Reduced fluoride levels indicate health risk

JOHN TUOHY mentions that at a recent conference of the Irish Dental Association, it was stated that “the level of dental cavities has declined dramatically since the early 1960s, particularly since the introduction of fluoridation” (Irish Examiner letters, October 30.

Reduced fluoride levels indicate health risk

Before fluoridation there were up to 600 dentists practising in Ireland. If fluoridation brought about the promised 65% reduction in dental decay, many of these dentists should have gone on the dole or sought other careers. But that didn’t happen.

Today, there are up to 2,000 dentists in Ireland.
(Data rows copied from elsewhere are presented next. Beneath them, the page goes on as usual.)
PR #5770, opened 2024-08-13
chore(deps): use react-native-restart

MuckT:
### Description

Replaces the old [`react-native-restart-android`](https://www.npmjs.com/package/react-native-restart-android) with the more recently updated [`react-native-restart`](https://www.npmjs.com/package/react-native-restart) and uses this for iOS instead of the previously used `RNExitApp`; This is needed to upgrade to `react-native@0.72.15` & `react-native-reanimated@3.15.0`.

### Test plan

- [x] Tested locally on iOS

### Related issues

- Part of ACT-1274
- Part of ACT-1258

### Backwards compatibility

Yes

### Network scalability

N/A


src/utils/AppRestart.ts
```diff
@@ -1,19 +1,13 @@
...
 export function restartApp() {
   AppAnalytics.track(AppEvents.user_restart)
   Logger.info('utils/AppRestart/restartApp', 'Restarting app')
-  if (Platform.OS === 'android') {
-    RestartAndroid.restart()
-  } else {
-    // We can't restart on iOS, so just exit ;)
-    RNExitApp.exitApp()
-  }
+  RNRestart.restart()
```
satish-ravi, line 12: does this still only exit on iOS or now it can restart? Wonder if we can update the i18n key? Or at least leave a comment if this still only can exit the app on iOS

MuckT: It restarts on iOS now so I'll update the key.

MuckT: Fixed in 485b963bbed0adc2e378db8a2b8c55ef5b90162d!

jh2oman (approved):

This huge increase in the number of dentists explains why we have an alleged decline in dental cavities. A great deal more dentists repairing dental cavities would tell us more about the dramatic decline in tooth decay and not the suspect fluoridation.

For six days in 1963, an American, Dr Harold Hodge, sang fluorinated Newburgh’s (a town in New York state) praises before the Supreme Court in Dublin.

The judge swallowed Hodge’s story and fluoridation was compulsorily imposed on the gullible Irish.

Today in Newburgh it is a different story.

The most visible effects from fluoridation are not fewer cavities but high rates of speckled and mottled teeth known as dental fluorosis. Newburgh also has the second highest rate of heart disease in the US.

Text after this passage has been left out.